生徒指導

出典: Jinkawiki

生徒指導とは、本来、一人ひとりの生徒の個性の伸長を図りながら、同時に社会的な資質や能力・態度を育成し、さらに将来において社会的に自己実現が出来るような資質・態度を形成していくための指導・援助であり、個々の生徒の自己指導能力の育成を目指すものである。そして、それは学校がその教育目標を達成するためには欠くことの出来ない重要な機能の一つなのである。


目次

生徒指導の意義

生徒指導の意義は、青少年非行等の対策といった言わば消極的な面にだけあるのではなく、積極的に全ての生徒のそれぞれの人格のより良き発達を目指すとともに、学校生活が、生徒の一人ひとりにとっても、また学級や学年、さらに学校全体といった様々な集団にとっても、有意義にかつ興味深く、充実したものになるようにすることを目指すところにある。

①生徒指導は、個別的かつ発達的な教育を基礎とするものである。

②生徒指導は、一人ひとりの生徒の人格の価値を尊重し、個性の伸長を図りながら、同時に社会的な資質や行動を高めようとするも のである。

③生徒指導は、生徒の現在の生活に即しながら、具体的、実際的な活動として進められるべきである。

④生徒指導は、全ての生徒を対象とするものである。

⑤生徒指導は、統合的な活動である。


生徒指導の課題

現在の児童生徒の特質として、人間関係の希薄さや生活経験の不足、将来展望の欠如などが見られる。これらは児童生徒をとりまく社会や家庭環境の影響が大きいとみられるが、学校教育においてもまた、学力に偏った評価や管理的・強制的・指示的な指導などによって調和のとれた人間形成をゆがめているという指摘もある。 学校教育は知的な側面の発達とともに、社会的情緒的な側面などにおける発達上の課題の達成を助けるものでなければならない。それらの課題を達成するために,全教職員が一体となって、いきいきとした学校づくりを推進させ、よりいっそう積極的・能動的な生徒指導を展開することが重要である。 生徒指導上の課題と対応を整理すると、次の3点を挙げることができる。

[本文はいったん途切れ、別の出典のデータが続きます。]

PR #348, opened 2018-08-22
Improve: divide the 'formatting' options and 'operational' options in…

gpetiot:
…to separate sections

Last point of issue #299.
There is the following constraint with Cmdliner: all customized sections are placed (and sorted alphabetically) before the default OPTIONS section.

①いじめや校内暴力などは、適切な人間関係構築技術の未熟さにその原因があると言われている。学校においては、これらの問題行動の対応に追われるだけでなく関係をよくするためのスキルの向上を図るための指導援助をする必要がある。

②生活体験の不足している児童生徒には、学校教育の中で意図的・計画的に支援していくことが求められる。その体験が技術や技能の習得だけでなく、よい習慣づくり・人間関係づくりにもつながっていくことが期待される。

③社会がますます複雑・多様化し、価値観も大きく様変わりしている。このことが児童生徒の長期にわたる努力や、将来を見据えた取り組みを困難にしている。学校教育には、児童生徒の自己実現のための支援が今まで以上に求められる。


学級経営における指導上の留意点

(1)学級担任の受容と要求

学級担任は、学級の子供に対して、母親が無条件にわが子を慈しむような受容的側面と、父親が厳しく筋を通すような要求的側面の両方をあわせもつことが必要である。受容のない要求は反発を引き起こすだけで教育的指導が機能しない。また、受容するだけで要求がなければ教育として成立しない。

(2)学級経営の夢と方針の確立

学級開きの当日、学級担任は受けもった子供たちに対して、こんな子供に成長してほしい、こんな学級に作り上げていきたいと情熱を込めて自分の夢を語る。そして、この夢を実現するために日々の実践を重ねていくのである。なお、個々の実践に当たっては、学校生活の流れに即した学級経営を計画的に展開するよう努めなければならない。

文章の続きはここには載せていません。